The Hero

The last thing I want to do is fight Carlos Kemp. But after he challenged me in the cafeteria, right in front of Lisa Crosby and everyone else in school, what choice did I have? Now, if I don’t show my face at the roller rink, everyone will think I’m a coward.

Besides, I might as well get it over with. Carlos will have his way with me, eventually, no matter what I do. At least I can go out heroically.

But now, lacing up my Chuck’s as my best friend Paul shadow boxes in the living room, I’m not feeling so much like a hero.

Mom’s ceramic angles clink together from all Paul’s hopping around. “My brother says kick him between the legs. Strike first and strike fast.”

When it comes to fighting, Paul has about as much experience as I do. Zilch. I shake my head. “That’s dirty. I don’t want to win dirty.”

He stops hopping, his arms at his sides. “No offense, but it’s your only chance. Have you seen that dude’s arms?”

With my shoes tied, I check my watch. Ten minutes until I’m pummeled into oblivion. Paul plops down beside me, huffing and puffing. “Well, lover boy, I guess we better get down there.”

We hop on our bikes. Inside the house the phone rings and I rush in and grab it, hoping for a reprieve from the governor. Or maybe it’s Lisa calling to wish me luck. Instead it’s Mom. She reminds me there’s a TV dinner in the freezer.

Out of the house, we hit the bike trail that slides behind the school and comes out at the Dairy Queen. Seeing all the cars, the seniors hanging out, grabbing a bite without a care in the world, it only makes me feel that much worst about what’s coming. Next year, I tell myself. I’ll be a junior. I’ll have Mom’s car and I’ll get a job at the Fast Foto booth making nearly three bucks an hour.

But first I need to survive.

Paul tells me to hurry up, as though he can’t wait to see me get my face punched in. For the first time I give his strike-first, strike-fast strategy some thought. But it’s no use.

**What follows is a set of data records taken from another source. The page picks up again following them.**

Issue #575, opened 2017-02-02
watch task


thejameskyle:
It would nice to be able to use this as just:

```sh
yarn add --dev prettier
yarn prettier -- --write src/**/*.js --watch/-w
```

And only update the files that are changed as they are changed.

vjeux:
I wish there was a unix utility for that instead of each project having to reimplement it in a crappy way :(

xtuc:
@vjeux there is actually unix `inotify` but you will still need some sort of Node binding.

vjeux:
@xtuc I was more thinking about

```js
watch src/**/*.js | xargs prettier -- --write
```

thejameskyle:
I am using https://github.com/mikeal/watch to do effectively that:

```
watch 'prettier --write src/**/*.js' src
```

The problem is that it will just spawn up a new prettier process and go through every single file again

xtuc:
Yeah that would be awesome.

lydell:
There's also [cli-watch](https://www.npmjs.com/package/cli-watch) and [chokidar-cli](https://www.npmjs.com/package/chokidar-cli). Example:

```
chokidar 'src/**/*.js' -c "test '{event}' = 'change' && prettier --write '{path}'"
```

jlongster:
Do you have your editor instantly show changes from the filesystem? If not, how would save a file a file twice, since the second time there will have been changes to the file and you'll overwrite them? (My editor warns me about this and asks to confirm)

thejameskyle:
My editor automatically shows changes. It's fast enough that it doesn't cause me any issues for now. If the watch task only rebuilds the file I'm working on it should stay that way

jlongster:
Interesting, that's the opposite workflow from usual, where we have editor plugins that will automatically reformat on save. The editor invokes prettier before saving, formats it, and then it's saved.

My experience with watchers has always been painful trying to get them working across operating systems. Is there any reason you don't want to have the editor invoke prettier, @thejameskyle ? Which editor are you using?

thejameskyle:
Because I want it to run out of the box for everyone working on the project

xtuc:
With Vim, i'm not notified that the file has changed unless I try to save. If I really save I will just override my version with the formated one.

Prettify before save is actually a better solution in my case.

I know many other editors will just load the new version of the file you're currently on.

jlongster:
[...]

PR #3126, opened 2017-10-31
Add watching for changes to README

eedrah:
To tie up #575, I thought it would be good to have a note on how to watch for files in the README, considering it is a much requested feature in Issues. However, I feel like a watcher doesn't need to be in the code base considering there are other packages out there that implement this.

Hopefully this pull request will please everyone that wants a watcher.


eedrah:
(Side note - that's a really clever test :smile: )

PR #3133, opened 2017-11-01
Preserve line breaks in css grid declaration

### LINKED ISSUE #2703: messes up formatting of css grid layout
CSS Grid layout encourages a somewhat special syntax where the lines of the rule represent the grid being described. For example this rule:

```css
.item {
    grid-template-areas: 
        "header header"
        "main sidebar"
        "footer footer";
}
```
describes the grid areas for a 2-column, 3-row grid. You'd want to keep the formatting just like this because it's easier to understand when it's laid out the same way as the grid being described. 

Same goes for the `grid-template-columns`, `grid-template-rows`, and `grid-template` properties. Another example:

```css
.item {
    grid-template: 
        "a a a" 200px
        "b b b" 200px
        / 200px 200px auto;
}
```

Having it on separate lines like this makes it easier to understand which part of the CSS correlates to specific rows/columns.

Prettier currently concats everything to a single line, when ideally it should only handle indents and semicolons for these cases.

duailibe:
Fix #2703 

So this basically preserves the user's line breaks in CSS `grid` (or `grid-template*`) declarations, but continues to normalize quotes, numbers, etc.

### DIFF
--- a/src/printer-postcss.js
+++ b/src/printer-postcss.js
@@ -283,8 +283,22 @@ function genericPrint(path, options, print) {
       return path.call(print, "group");
     }
     case "value-comma_group": {
+      const parent = path.getParentNode();
+      let declParent;
+      let i = 0;
+      do {
+        declParent = path.getParentNode(i++);
+      } while (declParent && declParent.type !== "css-decl");
+
+      const declParentProp = declParent.prop.toLowerCase();
+      const isGridValue =
+        parent.type === "value-value" &&
+        (declParentProp === "grid" ||
+          declParentProp.startsWith("grid-template"));
+
       const printed = path.map(print, "groups");
       const parts = [];
+      let didBreak = false;
       for (let i = 0; i < n.groups.length; ++i) {
         parts.push(printed[i]);
         if (
@@ -292,7 +306,17 @@ function genericPrint(path, options, print) {
           n.groups[i + 1].raws &&
           n.groups[i + 1].raws.before !== ""
         ) {
-          if (
+          if (isGridValue) {
+            if (
+              n.groups[i].source.start.line !==
+              n.groups[i + 1].source.start.line
+            ) {
+              parts.push(hardline);
+              didBreak = true;
+            } else {
+              parts.push(" ");
+            }
+          } else if (
             n.groups[i + 1].type === "value-operator" &&
             ["+", "-", "/", "*", "%"].indexOf(n.groups[i + 1].value) !== -1
           ) {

I know I’ll fold as soon as I see Carlos.

This is all Lisa’s fault. Everyone warned me she was no good. With her Farah Facet hair, that smile like a harpoon, it was easy to forget she had a boyfriend named Carlos with huge arms and a skull tattoo on his left bicep.

My chest tightens as we coast into the parking lot. Our tires bite for traction in a chalky cloud of dust as we skid to a stop. My heart hurls itself into my throat seeing Carlos leaning against his primer gray Camaro. His buddies are there, Lisa too, all their roller skates on the hood, as though they have big plans to skate after finishing me off.

Carlos rolls his neck when he sees me. Paul lingers back and I take my time locking our bikes. Music pulses from inside the rink, laughter, dings and pings of pinball, the dee-jay calls for free skate. I force myself not to look at Lisa, to think about her telling me I’m cute right before she kissed me during couples skate.

But she’s the whole reason I’m in this jam. Why I take a deep breath and force myself to march to my death.

Foreigners’ “Hot Blooded” leaks from the roller rink. Lisa turns and that harpoon hits me between the eyes. But it’s what I need. Suddenly, I can do this. One look at her and I’m glad I’m here.

Strike first and strike fast.

There’s no pleasantries. No opening bell. Carlos sneers at me as the crowd follows and soon we’re surrounded. But I’m ready. One look at Lisa and I’m ready for anything.

I put up my hands. Carlos comes in and I swing for the stars. He catches my punch, spins me around punches me twice in the eye.
Fireworks explode. I drop like dirty clothes. A quick kick to my ribs finishes the job and the next thing I know I’m writhing around, gravel clinging to my cheek, my head in a loop.

Blinking to life, Paul kneels at my side. I manage to lift my head as Carlos, all high fives and laughter, grabs his roller skates. He sets his arm around Lisa, who steals a wink and blows me a kiss in passing. I think I have gravel in my ear.

Paul helps me to my feet. “You didn’t strike hard or fast.”

“Yeah,” I say, spitting out gravel dust. I wipe my face. My eye is already swelling and it hurts when I smile. “But I didn’t strike out, either.”